Section 3.06. Access to Educational End User Devices. Clearwire shall also
make any end-user equipment used in the Clearwire National Platform available
for purchase by Licensee at [***] above Clearwire's cost to acquire such
end-user equipment. Equipment provided to Licensee pursuant to this section
shall be used solely by Educational End Users and not for resale.

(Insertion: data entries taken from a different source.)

Issue #426, opened 2026-04-13
feat: Flutter-specific QA detector suite


shaun0927:
## Problem

opensafari has 13 web-focused QA detectors (`qa_touch_targets`, `qa_safe_area`, `qa_horizontal_overflow`, etc.) that run JavaScript in Safari. None of these work with Flutter apps because there is no DOM. Flutter apps need equivalent quality checks using the accessibility tree and screenshot analysis.

### 1. `qa_flutter_touch_targets` (High Priority)

**What**: Verify all interactive elements meet minimum 48x48dp tap target size (Material Design / WCAG 2.5.8).

**How**: 
```typescript
// Read accessibility tree → filter interactive elements (buttons, links, inputs)
// → check frame.width >= 48 && frame.height >= 48
const tree = await accessibilityBridge.dumpTree({ deviceId });
const interactiveRoles = ['AXButton', 'AXLink', 'AXTextField', 'AXCheckBox', 'AXSwitch'];
const violations = findNodes(tree, node => 
  interactiveRoles.includes(node.role) && 
  (node.frame.width < 48 || node.frame.height < 48)
);
```

### 2. `qa_flutter_semantics_coverage` (High Priority)

**What**: Verify all visible interactive elements have Semantics labels/identifiers for accessibility and automation.

**How**:
```typescript
// Take screenshot → detect interactive regions via image analysis
// Read accessibility tree → map to visible regions
// Report elements visible on screen but missing from accessibility tree
const screenshot = await simctl.screenshot(deviceId);
const tree = await accessibilityBridge.dumpTree({ deviceId });
const coverage = calculateCoverage(screenshot, tree);
// Report: X of Y visible elements have accessibility labels
```

### 3. `qa_flutter_dark_mode` (Medium Priority)

**What**: Check dark mode rendering for visual issues (invisible text, missing backgrounds, wrong colors).

**How**:
```typescript
// 1. Screenshot in light mode
await simctl.setAppearance(deviceId, 'light');
const lightScreenshot = await simctl.screenshot(deviceId);
// 2. Switch to dark mode
await simctl.setAppearance(deviceId, 'dark');
const darkScreenshot = await simctl.screenshot(deviceId);
// 3. Compare: detect invisible text (low contrast), missing backgrounds
const issues = compareDarkMode(lightScreenshot, darkScreenshot, accessibilityTree);
```

### 4. `qa_flutter_orientation` (Medium Priority)

[...]

PR #458, opened 2026-04-14
feat(flutter): enhance qa_flutter_dark_mode with screenshots and tree comparison

shaun0927:
## Summary

Addresses 3 unchecked verification items from #426:

- **Returns before/after screenshots for visual comparison** — light and dark screenshots are now emitted as `image/png` content in the MCP tool response (base64 encoded).
- **Detects text that becomes invisible in dark mode** — accessibility tree is dumped in both modes; elements present in light but missing in dark are reported as \`element_missing_in_dark\` issues.
- **Detects missing background colors in dark mode** — the \`no_response_to_dark_mode\` signal (screenshot size diff < 2%) flags apps that do not adapt.

### Additional element-level signals
- Frame shifts between modes (> 8px tolerance) → \`frame_changed\`
- Static text count differences → \`text_count_diff\`
- Visible interactive count mismatches → \`element_count_mismatch\`
- Elements appearing only in dark mode → \`element_missing_in_light\`

### New parameter
- \`return_screenshots: boolean\` (default \`true\`) — lets callers opt out of image payload when they only need the diff report.

### Safety
- Best-effort \`appearance\` restore in the error path so we never leave the simulator in the wrong mode.
- Temp screenshot files are cleaned up after base64 encoding.

## Test plan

Section 3.07. Sharing of Features and Service Sets. Licensee shall have
access to, and full use of, system capabilities, services and feature sets that
are generally provided to Clearwire's retail customers or wholesalers to mass
market customers. Licensee shall have access to reasonably necessary support
made available to Clearwire's commercial customers generally, and that is
reasonably necessary for the Licensee to offer services to its Educational End
Users as contemplated by their agreement. The Licensee shall have access to new
capabilities, features and service sets within six months of the time that
Clearwire makes them available to customers generally, but not earlier than the
Commencement Date with respect to any particular IUA.
Section 3.08. Preferred Content Provider.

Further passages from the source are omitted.